§ Try it:
Transcribe the data that follows precisely, omitting nothing.

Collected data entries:
PR #5781, opened 2025-10-22
Add metric to track added latency to write requests

mapno:
**What this PR does**:

Add metric to track added latency to write requests

**Checklist**
- [ ] Tests updated
- [ ] Documentation added

### DIFF
--- a/modules/distributor/artificial_delay.go
+++ b/modules/distributor/artificial_delay.go
@@ -3,7 +3,19 @@ package distributor
 import (
 	"math/rand"
 	"time"
+
+	"github.com/prometheus/client_golang/prometheus"
+	"github.com/prometheus/client_golang/prometheus/promauto"
 )
+
+var metricAddedLatency = promauto.NewHistogramVec(prometheus.HistogramOpts{
+	Namespace:                       "tempo",
+	Subsystem:                       "distributor",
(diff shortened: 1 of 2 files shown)


modules/distributor/artificial_delay.go
```diff
@@ -3,8 +3,20 @@ package distributor
...
+
+	"github.com/prometheus/client_golang/prometheus"
+	"github.com/prometheus/client_golang/prometheus/promauto"
 )
 
+var metricAddedLatency = promauto.NewHistogramVec(prometheus.HistogramOpts{
+	Namespace:                       "tempo",
+	Subsystem:                       "distributor",
+	Name:                            "added_latency_seconds",
+	NativeHistogramBucketFactor:     1.1,
```
javiermolinar, line 15: It's not 1.1 to fine grained?

mapno: TBH I don't know, I used what's recommended in the docs

```
	// [...] A generally good trade-off
	// between cost and accuracy is a value of 1.1 (each bucket is at most
	// 10% wider than the previous one), which will result in each power of
	// two divided into 8 buckets (e.g. there will be 8 buckets between 1
	// and 2, same as between 2 and 4, and 4 and 8, etc.).
```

§ Response:
PR #5781, opened 2025-10-22
Add metric to track added latency to write requests

mapno:
**What this PR does**:

Add metric to track added latency to write requests

**Checklist**
- [ ] Tests updated
- [ ] Documentation added

### DIFF
--- a/modules/distributor/artificial_delay.go
+++ b/modules/distributor/artificial_delay.go
@@ -3,7 +3,19 @@ package distributor
 import (
 	"math/rand"
 	"time"
+
+	"github.com/prometheus/client_golang/prometheus"
+	"github.com/prometheus/client_golang/prometheus/promauto"
 )
+
+var metricAddedLatency = promauto.NewHistogramVec(prometheus.HistogramOpts{
+	Namespace:                       "tempo",
+	Subsystem:                       "distributor",
(diff shortened: 1 of 2 files shown)


modules/distributor/artificial_delay.go
```diff
@@ -3,8 +3,20 @@ package distributor
...
+
+	"github.com/prometheus/client_golang/prometheus"
+	"github.com/prometheus/client_golang/prometheus/promauto"
 )
 
+var metricAddedLatency = promauto.NewHistogramVec(prometheus.HistogramOpts{
+	Namespace:                       "tempo",
+	Subsystem:                       "distributor",
+	Name:                            "added_latency_seconds",
+	NativeHistogramBucketFactor:     1.1,
```
javiermolinar, line 15: It's not 1.1 to fine grained?

mapno: TBH I don't know, I used what's recommended in the docs

```
	// [...] A generally good trade-off
	// between cost and accuracy is a value of 1.1 (each bucket is at most
	// 10% wider than the previous one), which will result in each power of
	// two divided into 8 buckets (e.g. there will be 8 buckets between 1
	// and 2, same as between 2 and 4, and 4 and 8, etc.).
```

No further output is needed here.